[Opening RECORDS PROVIDED section]

PR #4285, opened 2017-05-13
feat(saucelabs): Removed unnecessary username and accesskey from cap…

sirwalt:
…abilities and fixed build in capabilities to be only overwritten under condition

There was no actual reason to set username and accesskey as capabilities on the selenium driver. Sourcelabs doesn't require those.

Overwriting the build capability from the sauceBuild config parameter seams to be logical since it couldn't differ between multiple capabilities within a single build, but it is unexpected. Without any check if the value of souceBuild is defined, there is no chance to set it within capabilities as someone is used to do.


sirwalt:
I signed it!

sirwalt:
I signed it!

PR #4326, opened 2017-06-15
docs(browser-support): Fixed incorrect example

marklagendijk:
Fixed incorrect example of setting window size with headless Chrome. When `800x600` is used it is ignored. The correct syntax is `800,600`.


marklagendijk:
I signed it!

PR #511, opened 2026-09-15
ci: cap zram, opt-in swap, disk cleanup, pin 22.04

asto18089:
## Summary

Backport of probe-verified CI infrastructure work from Pinvou/pinvou3#1112 (2026-09-15). Ground truth established by probes on all three hosted images (ubuntu-22.04 / 24.04 / 22.04-arm):

- **Hosted runners are single-disk**: `/`, `/mnt`, `/home/runner/work` all live on one ext4 (x64 images total 72G; with the 16G /mnt/swapfile the previous script created, the build had only ~13-14 GiB of disk left — arm ~34 GiB). That swapfile — not a capacity shortage at boot — is what turned the release builds into the 0.10.x x86_64 ENOSPC failures, so **disk swap becomes opt-in** (`PINVOU3_CI_ENABLE_DISK_SWAP=1`); `PINVOU3_CI_DISABLE_ZRAM=1` remains the explicit zram opt-out.
- **zram stays the default first layer (it already was in this repo) and gains structural hardening**: a fail-closed `mem_limit` pool cap at 50% of RAM (an unbounded lz4 pool could eat all 7.8 GiB through zram itself — the plausible mechanism of the 2026-09-12 "runner lost communication" incident), `timeout -k 15` SIGKILL backstops on every external call, and any failure degrades loudly (zram → zswap → image swap) instead of hanging the job. zswap is now disabled when zram is active (stock jammy kernels ship zswap default-on, which would double-compress every swapped page in front of zram). The deliberate worst-case memory trade (50%-capped pool, no disk swap) is documented in the script header.
- **All 22 memory-setup call sites** are wrapped in `timeout --kill-after=15 240` + non-fatal warning, now enforced **repo-wide** by a gate test that scans every workflow file (the earlier guard covered only pr-check.yml). In-script degradations surface as GitHub `::warning` step annotations; the opt-in disk-swap rebuild warns honestly when it has removed the previous swapfile.
- **New `scripts/ci-rust-disk.py`**: two-tier allowlist (base: android/dotnet/ghcup/julia*; `--aggressive` adds hostedtoolcache/chrome/msedge) with `--min-free-gib` fail-fast, symlink/mount/overlap validation, per-item du reporting. Wired into release x64 (aggressive, 24 GiB floor), release arm64 (base) and rust-test (base — needs Chrome for e2e). Release jobs run it before toolchain/cache setup; rust-test runs it after cache restore but before compilation, reserving ≥12 GiB free for the cold build (ordering contract documented in CONTRIBUTING.md and enforced by guard tests, including the toolchain/cache ordering).
- **apt lists audited package-by-package** (probe: remove-one simulate-install, set comparison): gtk/soup/x11 trio is transitively installed by libwebkit2gtk-4.1-dev and librsvg2-dev is unused by the build (no rsvg crate) — 6 packages dropped; **libssl-dev kept** (hf-hub → native-tls → openssl-sys, not vendored); appindicator kept (links via tauri → tray-icon → libappindicator). `autoremove --purge` + `clean` + apt-lists removal after every install step.
- **Linux runner images unified** on the release baseline `ubuntu-22.04` / `ubuntu-22.04-arm` (all 22 previously drifting ubuntu-latest/24.04 entries converted; effectively required by this repo's glibc-2.35 floor policy). Guard test `test_all_linux_jobs_pin_the_release_runner_image` forbids `ubuntu-latest` and any drift; glibc-sensitive cache keys rotated (knowledge-rust-v2, rust-lint-v2).
- mac-build `changes` gets a 10-minute budget so checkout + the wrapper's worst case cannot turn the non-fatal degradation into a hard job timeout that fails `build` via `needs`.

## Tests

- `python3 -m unittest discover -s scripts/tests`: **130/130 pass**. New/strengthened in the 2026-09-17 round: a repo-wide memory-wrapper guard, release ordering pins (disk prep before toolchain/cache/setup-node), and a du-timeout pin. Mutation-verified: stripping the cap from dco.yml, removing the du timeout kwarg, and moving release disk prep after the Rust toolchain all fail the suite now.
- `bash -n`, YAML parse on all workflows.

## Intentionally not ported

- community-backflow workflows (do not exist here), main-repo-specific jobs/steps, upstream cache-key names (kept this repo's own rust-test-v2 / cli-test keys since they cache registry-only content).

## Sync 2026-09-16 (rebased onto latest main)

Pulled in the paired official-repo follow-up round (Pinvou/pinvou3#1112 review fixes, 2026-09-15/16) so both repos carry the same shared logic:

- **ci-memory-setup.sh**: `timeout -k 15` SIGKILL backstop; mkswap/swapon/swapoff under the hard caps; zram pool capped at 50% of RAM via `mem_limit` (an unbounded lz4 pool could eat all 7.8 GiB through zram itself); on modprobe failure the image swapfile is activated before the slow apt module-install path, so an outer-timeout kill can no longer leave zero swap; failure warnings carry the captured stderr; the zram-ready check requires an actually active swap (stale disksize from a killed run is reset once).
- **ci-rust-disk.py**: non-positive `--min-free-gib` rejected (0/negative silently disabled the ENOSPC gate); du measurement hard-capped at 120s; min-free error wording matches the release call site timing.
- **Guard tests**: memory guard asserts the `timeout --kill-after=15 240` cap + non-fatal `::warning` (repo-wide coverage landed in the 2026-09-17 round below); the image guard strips YAML comments, scans `*.yaml`, and asserts a non-empty workflow set; a new guard keeps the six audit-pruned apt packages out of every workflow; fixed a mount-point test whose `is_mount` stub tripped on the first fixed entry so the glob item was never exercised.
- **CONTRIBUTING.md**: disk tiers, 12/24 GiB floors, single-disk/zram facts with the pool cap, and the single-image convention documented.

## Review round fixes (2026-09-16)

Addressing the agent-audit review on this PR:

- **zram fail-closed**: `ci-memory-setup.sh` tears the device down and returns failure when the 50%-of-RAM pool cap (`mem_limit`) cannot be applied, so the documented zswap/image-swap fallback engages instead of activating an uncapped pool.
- **English sweep**: all comments/diagnostics added by this PR in workflows and scripts are English per CONTRIBUTING.md.

## Fresh review round (2026-09-17)

An 8-agent full re-review (commit-by-commit history audit with per-commit test reproduction, hunk-by-hunk workflow attribution, destructive-input analysis of `ci-rust-disk.py`, fact-check of every PR claim, shell/Python deep reads, guard mutation testing) found no code-level blockers; the findings below are fixed on this branch:

- **Baseline narrative corrected**: the script header described the sibling repo's baseline ("zram now default-on, replaces the old PINVOU3_CI_ENABLE_ZRAM opt-in" — that env var never existed here; zram has been unconditional since this script was introduced), and "~13-14 GiB free at boot" contradicted the old script's 16G fallocate succeeding. The header now states this repo's actual delta, presents the figure as the post-swapfile build-usable disk, names the cross-repo references (#988, run 34708283784) as Pinvou/pinvou3, documents the deliberate memory-capacity trade, and drops the false "rust-lint is exempt" claim.
- **Memory-wrapper guard extended repo-wide** (was pr-check.yml-only while this body claimed "every call site"); mutation-verified.
- **zswap disabled when zram is active** (double compression on the success path).
- **Degradation visibility**: `warn()` emits `::warning` annotations under Actions; honest disk-swap rebuild messages with captured stderr on the remaining call sites.
- **Guard pins strengthened** (release ordering vs toolchain/cache; du timeout kwarg) and the image-guard wording corrected.
- **History rebuilt** so the first commit's subject describes this repo's actual delta ("ci: opt-in disk swap, disk cleanup, pin 22.04" — the old "zram default-on" subject described a change that never happened here). The reviewed trees are unchanged: `git diff` between the old reviewed head (62604c31) and the rebuilt stack is empty.

## Split (2026-09-16, review round 2)

Per the review, the codex-acp diff-fingerprint hardening (`workspace.rs` HEAD/index content hashing, worktree git-path resolution) moved out of this CI-infrastructure PR into #524, which also drops the unrelated `repository_url`/`commit_sha` metadata at the source. This PR is CI-only. Every commit carries the DCO trailer and meets the 50-character description limit.


JensenChen28 (changes requested):
## Standards

**2 findings (highest: P2)**

- **[P2] Translate newly added developer comments and diagnostics to English.** `CONTRIBUTING.md:60` requires English for code comments and developer documentation. This diff adds Chinese comments/diagnostics across all memory-wrapper call sites (for example `.github/workflows/cache-janitor.yml:35-36`, `.github/workflows/pr-check.yml:93-94`, and `.github/workflows/release-packages.yml:59-60`), CI dependency/disk-preparation explanations, and Rust comments in `pinvou3-app/src-tauri/src/features/codex_acp/workspace.rs:607-608,621-622,1447-1450`. These are not UI copy or localized resources; please sweep the complete diff and translate them.
- **[P2] Keep the CI change focused and make commit contents match their subjects.** `CONTRIBUTING.md:143` requires focused PRs. Commit `205da687a` is titled as a HEAD-ref fingerprint fix but also adds serialized `repository_url`/`commit_sha`, remote URL sanitization, and tests in `workspace.rs:80-82,347-349,1201-1241`. Those product/API changes have a separate reason to change and are not disclosed by the commit subject. Split the metadata/API work from the fingerprint fix; the codex-acp changes should also be reviewed independently from the runner infrastructure changes.

## Spec

**4 findings (highest: P1)**

- **[P1] Fail closed when the zram pool cap cannot be applied.** The PR says zram is capped at 50% of RAM because an unbounded pool can consume the 7.8 GiB runner. In `scripts/ci-memory-setup.sh:186-196`, failure to read `MemTotal` or write `mem_limit` only warns, then proceeds to activate the 24 GiB zram device without a cap. Reset the device and return failure so the documented fallback path is used.
- **[P1] Resolve Git paths correctly for worktrees.** The promised HEAD/index content hashing in `pinvou3-app/src-tauri/src/features/codex_acp/workspace.rs:609-638` assumes `.git` is a directory and reads `.git/index` plus `.git/HEAD`. In a Git worktree, `.git` is a gitfile, so these fingerprint fields remain zero and staged changes or HEAD moves can still serve a stale cached diff. Resolve the actual paths through Git (for example `git rev-parse --git-path index` and the effective HEAD/ref path) and add a real gitfile-worktree regression test.
- **[P2] Align rust-test ordering with the documented contract.** The PR states disk preparation is “always before toolchain/cache/dependency steps,” but `.github/workflows/pr-check.yml:934-991` installs Rust/Node/npm dependencies and restores the Cargo cache before running `ci-rust-disk.py`. Either move preparation before those steps or correct the stated contract and guard tests to describe the intended ordering.
- **[P2] Remove or specify the unrelated public JSON expansion.** The PR only specifies codex-acp fingerprint hardening, but `workspace.rs:83-84,1209-1250` also adds repository URL and commit SHA to `WorkspaceChanges`. No consumer or compatibility requirement is documented. Split this into a separate PR/spec, or explicitly document and verify the public behavior.

GitHub reports the PR as mergeable/clean, and all 35 checks are complete with no failures. Those passing checks do not cover the two P1 fallback/worktree gaps above.

JensenChen28 (changes requested):
## Standards

**3 findings (highest: P2)**

- **[P2] Fix the remaining commit-history policy failures.** The current history still has descriptions over the 50-character limit (`bf73c5185`, `a3fde8dab`, and `3ebacda45`), and `bf73c5185` lacks a `Signed-off-by` trailer. This matches the currently failing `commit-message` and `Signed-off commits` checks; rewrite/squash the commits rather than adding no-op follow-ups.
- **[P2] Keep the runner-infrastructure PR focused.** The unrelated repository metadata/API additions were correctly removed, but the PR still combines CI runner/zram/disk policy with three commits changing codex-acp production diff-cache behavior (`workspace.rs` HEAD/index hashing and worktree path resolution). These can be reviewed and reverted independently and should move to a focused codex-acp PR under `CONTRIBUTING.md:143`.
- **[P2, judgement call: Divergent Change]** The remaining CI and codex-acp changes have distinct reasons to change and validation surfaces; combining them makes failures and rollback ownership unnecessarily coupled.

The prior English-only findings are resolved.

## Spec

PASS — 0 findings. The previous functional blockers are fixed: zram now fails closed when `mem_limit` cannot be applied; Git paths are resolved for linked worktrees with a real worktree regression; the PR wording now matches rust-test disk-preparation ordering; and the unrelated repository URL/commit SHA fields were removed.

The PR remains blocked: `Signed-off commits` and `commit-message` are failing, with Rust/Windows checks still in progress.

asto18089:
Thanks for the careful re-review — both remaining findings are valid and both are addressed. Pushed to `ci/memory-disk-image-hygiene` (force-with-lease, `a222e92e8` → `62604c317`).

**[P2] Commit-history policy failures — fixed.** The branch was rebuilt so every commit passes the convention:

- `bf73c5185` (78-char description, no `Signed-off-by`) no longer exists on this PR — it moved with the codex-acp split below and was rewritten there (subject + DCO fixed).
- `a3fde8dab` (52) → `fix(ci): fail closed if the zram cap cannot be applied` (45)
- `3ebacda45` (54) → `ci: translate workflow comments and diagnostics` (43)
- All four commits carry the DCO trailer; `scripts/validate-commit-msg.py --range origin/main HEAD` passes on the full branch locally. Bodies are unchanged apart from the reworded subjects, and each rewritten commit keeps its original tree (verified: the rebuilt branch differs from the previous tip only by `workspace.rs` returning to the `main` version — see below), so the round-1 functional fixes you spec-passed are byte-identical.

**[P2] Focus / [P2 judgement call: Divergent Change] — fixed by splitting.** The codex-acp diff-cache fingerprint work (the three `workspace.rs` commits plus their translation follow-up) moved to a separate focused PR: #524. The split is clean by construction: those commits only ever touched `pinvou3-app/src-tauri/src/features/codex_acp/workspace.rs`, and the rebuilt CI branch contains zero `pinvou3-app` delta against `main`. In the new PR the round-1 metadata finding is applied at the source — the first commit never introduces `repository_url`/`commit_sha`, so there is no add-then-revert churn, while the net `workspace.rs` diff stays byte-identical to what this review already inspected.

Validation on the rebuilt branch: commit-message validator clean, DCO 4/4, `bash -n scripts/ci-memory-setup.sh` clean, `python3 -m unittest discover -s scripts/tests` 129/129.

asto18089 (commented):
## Fresh full review (8-agent re-audit, head 62604c31)

> Verdict: **CHANGES_REQUESTED** (posted as a comment review — GitHub forbids REQUEST_CHANGES on the author's own PR). 2 MAJOR + 9 MINOR findings below; no blockers at the code level.

Independent re-review from scratch: commit-by-commit history audit with per-commit test reproduction (127/47/129/129, all OK), hunk-by-hunk workflow attribution (31 hunks in pr-check/release-packages + all 8 small workflows), destructive-input analysis of `ci-rust-disk.py`, fact-check of all nine PR-body claims against the tree, shell/Python deep reads, and mutation testing of the new guards. Base alignment verified: main's 4 new commits since 0f50a986 touch no CI files. All 37 checks green on this head, including the previously failing `commit-message` / `Signed-off commits`.

**Value: confirmed real.** The OOM/"runner lost communication" mode is documented in this repo's own history (c361ac2d, 38fe9939, d49fa7d1); the disk-side mechanism (16G /mnt swapfile added 2026-09-12 + ASR runtime #474 the same day, then claimed ENOSPC) is temporally consistent; pinning to jammy is effectively *required* by this repo's own glibc-2.35 floor (`scripts/check-linux-glibc-floor.sh`), closing a real tests-on-rolling-image reproducibility hole. No smuggled content: tree is exactly 15 files, every hunk attributed to the five declared themes, CodeWhale gitlink untouched, and the codex-acp work is genuinely split to #524 (workspace.rs absent from this tree). Commit hygiene compliant (DCO ×4, subjects within convention). The destructive-path analysis of `ci-rust-disk.py` is clean: all deletion inputs are hardcoded constants plus direct-children globs under hardcoded parents, validate-all-then-delete, `rmtree` refuses symlinks — no input vector can delete outside the intended roots.

Two majors remain, both about the PR's own enforcement/accuracy claims rather than runtime behavior:

## Standards

**[MAJOR] The memory-wrapper guard does not cover what the PR says it covers.** `test_all_linux_jobs_enlarge_runner_memory` (scripts/tests/test_ci_gate_policy.py:520-566) splits only `self.pr_workflow` — i.e. pr-check.yml. The other 10 call sites in 7 workflow files (dco, dependency-review, cache-janitor, connector-verify, mac-build, release-packages ×3, rustc-wrapper-smoke ×2) are outside the guard. Mutation-verified: removing `timeout --kill-after=15 240` from the dco.yml call site leaves the whole suite green, while the same mutation in pr-check.yml fails. The PR body states "the memory guard now asserts **every** ci-memory-setup call site carries the cap + non-fatal `::warning`" — that is currently true of the tree, not of the guard. Please iterate all `*.y*ml` workflows (the image guard already does this) and assert both the wrapper and the degradation tail on every line invoking the script.

**[MINOR] History-prose gaps (all below head accuracy):** d5ee71b5's message says "wrapped in timeout 240" but introduces `timeout --kill-after=15 240`; the Chinese workflow text added by d5ee71b5 is undisclosed (fixed in-branch by 62604c31, logic-invariance verified mechanically); "21 runs-on entries" matches no natural count (22 converted, 24 pinned lines result). Fine as-is for merge; noted for the record.

## Spec

**[MAJOR] The header/title narrative does not describe this repo's baseline.** The script header says zram is "now default-on … Replaces the old PINVOU3_CI_ENABLE_ZRAM opt-in" — that env var never existed in this repo; zram has been unconditional here since c361ac2d (merge-base). That narrative belongs to the sibling repo this backports from. The actual local delta — dropping the default 16G /mnt swapfile, the fail-closed 50%-RAM `mem_limit` cap, per-call timeouts, disk cleanup, image pinning — is exactly the valuable part, and the title ("zram default-on") mis-attributes it.

**[MAJOR] The headline disk "fact" is internally inconsistent.** The header claims x64 boots with "only ~13-14 GiB free". If that were the at-boot number, the old script's `fallocate -l 16G /mnt/swapfile` would have ENOSPC'd at the setup step — not produced the build-step ENOSPC this PR exists to fix — and it contradicts the merge-base header's "~80 GiB on /mnt" written three days earlier. The self-consistent reading is ~29-30G at boot, 13-14G after the 16G swapfile, i.e. the measured number is the post-swapfile state. For a PR whose authority is "probe-verified ground truth", please state the provenance precisely (which image, boot vs post-swapfile, `df` source) and fix the header (and PR body) accordingly.

**[MINOR] Cross-repo references are un-auditable here.** "PR #988: cold build had only 7.3 GiB left" and "run 34708283784" exist nowhere in this repository (local PR sequence at that time is ~#505-512). They refer to Pinvou/pinvou3; please qualify them as such so a future reader can trace the evidence.

**[MINOR] The memory-capacity trade is never stated.** On the documented 2-core/7.8 GiB fleet, the new default bounds the compressed pool at ~3.9G (50% cap) and removes the 16G disk swap — materially less worst-case anonymous-memory headroom than the code it replaces. Defensible (an uncapped lz4 pool plausibly fed the 2026-09-12 hang, and an OOM-kill with logs beats a lost runner), but a reviewer should not have to derive this from `/proc/meminfo` arithmetic; say it in the header or CONTRIBUTING.md.

**[MINOR] zswap stays enabled in front of zram on the success path.** Stock jammy kernels ship `CONFIG_ZSWAP_DEFAULT_ON=y` (zstd/zsmalloc), and the script never disables zswap when zram activates — only enables it when zram is absent. So the comment "the 'compress in RAM first' layer exists exactly once" (scripts/ci-memory-setup.sh:307-308) is false on the pinned image: every swapped page is compressed twice (zstd into the zswap pool, then lz4 into zram). One-line best-effort fix: `echo 0 > /sys/module/zswap/params/enabled || true` when a /dev/zram swap is active. (If a probe on the actual image showed zswap disabled at boot, soften the comment instead.)

**[MINOR] Header claims rust-lint is exempt from the gate; the gate requires it.** scripts/ci-memory-setup.sh:63-65 vs the guard iterating every ubuntu job (rust-lint runs the step at pr-check.yml:691). One of the two is wrong; today the comment is.

**[MINOR] mac-build `changes`: 5-minute job budget vs 255s worst-case wrapper.** `timeout-minutes: 5` (mac-build.yml:65) with a `fetch-depth: 0` checkout plus the 240s+15s kill grace: a hung memory setup converts the intended non-fatal degradation into a hard job timeout that fails `build` via `needs`. Suggest `timeout-minutes: 10` for this routing job.

**[MINOR] Opt-in disk-swap rebuild can destroy the existing swapfile and then log success.** swapoff + `rm -f /mnt/swapfile` precede fallocate/mkswap (scripts/ci-memory-setup.sh:260-276); on fallocate/mkswap failure the warning "keeping the existing swap configuration" is false — the old swapfile is gone. Behind `PINVOU3_CI_ENABLE_DISK_SWAP=1`, so impact is bounded; fix message and/or attempt re-fallocate.

**[MINOR] Two documented orderings are weaker than pinned.** Release jobs: the gate asserts only prep < `setup-node`, not prep < toolchain/cache as documented (moving prep after the Rust cache passes the suite); the aggressive-tier hazard it does pin (hostedtoolcache vs setup-node) is the real one, so this is calibration, not a hole. And the 120s du cap is unpinned: deleting `timeout=DU_TIMEOUT_SECS` from `subprocess.run` keeps all 47 tests green.

## Observations (non-blocking)

- Aggressive tier deletes `/opt/hostedtoolcache` relying on `setup-node` recreating it — the known-working upstream pattern, but the next public release run is its first validation here; a defensive `mkdir -p` + chown after aggressive cleanup would be cheap insurance.
- In-script degradations (including the fail-closed zram path) never surface as GitHub annotations — the script exits 0 by design and `warn()` writes stderr; only the outer 240s timeout produces `::warning`. Documented behavior, but worth knowing during triage.
- cli-test compiles the same src-tauri path dep with the same single-disk exposure but gets no disk prep (pre-existing asymmetry; follow-up candidate).
- Cache-key rotation strands the old-key main caches until LRU eviction (one-time cold window; disclosed here for completeness).
- zswap fallback layer is nearly unreachable now that the modules-extra retry makes zram loadable (proven by 35af6604) — first candidate to drop if the script is ever simplified.

## Verified clean (highlights)

- Fail-closed `mem_limit` (both branches reset disksize and return 1), stale-disksize reset, image-swap-before-apt ordering, captured-stderr on the zram path, `run_to` TERM+KILL semantics — all traced and correct; default path creates no file anywhere.
- All 22 call sites byte-identical wrapper, all Linux runners pinned (zero ubuntu-latest/24.04), matrices Linux-gated, macos/windows never invoke the Linux-only script.
- Apt audit correct per package: librsvg2-dev unused (no rsvg/resvg crate anywhere), libssl-dev genuinely required (openssl-sys present, no openssl-src → not vendored), appindicator required at link level (tauri → tray-icon → libappindicator in Cargo.lock), libxtst-dev the only "genuinely unused" drop; autoremove cascade nil; apt-lists removal safe within every job.
- Cache keys rotated in tandem (single `shared-key` input drives save+restore), guard tests for image pinning and apt packages are mutation-resistant, the mount-point stub fix is real.
- 129/129 scripts tests pass at head (the single local failure is the pre-existing CodeWhale-submodule-dependent test, environmental).

JensenChen28 (approved):
Reviewed the current head end to end. The earlier workflow-scope, runner-fact, zswap, timeout, and ordering concerns are addressed; the cleanup paths now validate their targets and fail safely. I also initialized the pinned CodeWhale submodule and ran `python3 -m unittest discover -s scripts/tests` (130 tests passed), `bash -n scripts/ci-memory-setup.sh`, and `python3 -m py_compile scripts/ci-rust-disk.py`. Required checks are green.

[Closing RECORDS PROVIDED section]

» INSTRUCTIONS TO FOLLOW: Would you output the lines from the one that contains "- Apt audit" to the end of the data, both ends included, exactly as they appear?

» RESPONSE TO THIS TASK:
- Apt audit correct per package: librsvg2-dev unused (no rsvg/resvg crate anywhere), libssl-dev genuinely required (openssl-sys present, no openssl-src → not vendored), appindicator required at link level (tauri → tray-icon → libappindicator in Cargo.lock), libxtst-dev the only "genuinely unused" drop; autoremove cascade nil; apt-lists removal safe within every job.
- Cache keys rotated in tandem (single `shared-key` input drives save+restore), guard tests for image pinning and apt packages are mutation-resistant, the mount-point stub fix is real.
- 129/129 scripts tests pass at head (the single local failure is the pre-existing CodeWhale-submodule-dependent test, environmental).

JensenChen28 (approved):
Reviewed the current head end to end. The earlier workflow-scope, runner-fact, zswap, timeout, and ordering concerns are addressed; the cleanup paths now validate their targets and fail safely. I also initialized the pinned CodeWhale submodule and ran `python3 -m unittest discover -s scripts/tests` (130 tests passed), `bash -n scripts/ci-memory-setup.sh`, and `python3 -m py_compile scripts/ci-rust-disk.py`. Required checks are green.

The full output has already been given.